- Opening Delimiter -
PR #2427, opened 2026-08-24
fix(#1110): show metrics for init containers

### LINKED ISSUE #1110: Show metrics for init containers

When clicking on a single pod one can see metrics like CPU, Memory and Filesystem on Containers. It would be nice if Init Containers also showed this.

Container example:

Image

How Init Container currently looks:

Image

### Why is this needed?

Some init containers like istio-proxy are vital to the pods operations, and it is very useful to be able to inspect its CPU and Memory usage in FreeLens.

prakhardewangan2005-hash:
Fixes #1110

Init container metrics were never rendered because the metrics block in pod-details-container.tsx was gated on containersType === "containers". Init containers carry type: "initContainers", so the condition excluded them.

podContainerMetricsInjectable already keys on ${pod.getId()}-${container.name} and queries with the pod, container, namespace selector, both of which resolve fine for init containers — so no changes were needed beyond widening the condition.

Ephemeral containers are intentionally left out of this change.

Note: I don't currently have a working local build environment, so this hasn't been verified by running the app. Happy to hold this until it can be validated, or wait to be assigned first per #2293 if that's preferred.

### DIFF
--- a/packages/core/src/renderer/components/workloads-pods/pod-details-container.tsx
+++ b/packages/core/src/renderer/components/workloads-pods/pod-details-container.tsx
@@ -116,7 +116,7 @@ class NonInjectedPodDetailsContainer extends React.Component<PodDetailsContainer
           <StatusBrick className={containerStatusClassName(container, status)} />
           {name}
         </div>
-        {isMetricVisible && containersType === "containers" && (
+        {isMetricVisible && (containersType === "containers" || containersType === "initContainers") && (
           <>
             {containerMetrics.map((ContainerMetrics) => (
               <ContainerMetrics.Component key={ContainerMetrics.id} container={container} pod={pod} />


prakhardewangan2005-hash:
Update after reviewing the metrics layer more closely: this change is incomplete as-is.

The Prometheus providers (lens, helm, operator, stacklight) all query kube_pod_container_resource_requests / _limits. kube-state-metrics publishes init-container requests and limits under separate kube_pod_init_container_resource_requests / _limits series, so with this change an init container's chart would render usage but leave the request/limit lines empty — which is arguably more misleading than showing nothing.

Two options I can see:

Make the query init-container-aware — pass the container type through to the provider layer and pick the metric name accordingly. Touches all four providers.
Render init-container metrics for usage only, and hide the request/limit series for that case.

I'd lean toward (1) since it's the correct fix, but it's a wider change than the one-liner here. Happy to take either direction — @robertobandini which would you prefer?

PR #2462, opened 2026-09-17
fix: make "Download > All logs" work again in production builds

robertobandini:
"Download > All logs" in the logs dock tab does nothing in production builds of the current main, for any pod: no request, no notification, no file. "Visible logs" works.

Cause: `download-logs-dropdown.tsx` wrapped the call in `act` from `react-dom/test-utils`, a line inherited from OpenLens. In React 19 that module delegates to `React.act`, which is not exported by the production bundle, so the click throws `TypeError: React.act is not a function` before `downloadAllLogs` runs. Checked against the workspace React 19.2.8:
- Closing Delimiter -
▶ **Your goal**
Only the lines holding the word "nothing" belong in the answer; copy them from the listing above.

▶ **Result**
The Prometheus providers (lens, helm, operator, stacklight) all query kube_pod_container_resource_requests / _limits. kube-state-metrics publishes init-container requests and limits under separate kube_pod_init_container_resource_requests / _limits series, so with this change an init container's chart would render usage but leave the request/limit lines empty — which is arguably more misleading than showing nothing.
"Download > All logs" in the logs dock tab does nothing in production builds of the current main, for any pod: no request, no notification, no file. "Visible logs" works.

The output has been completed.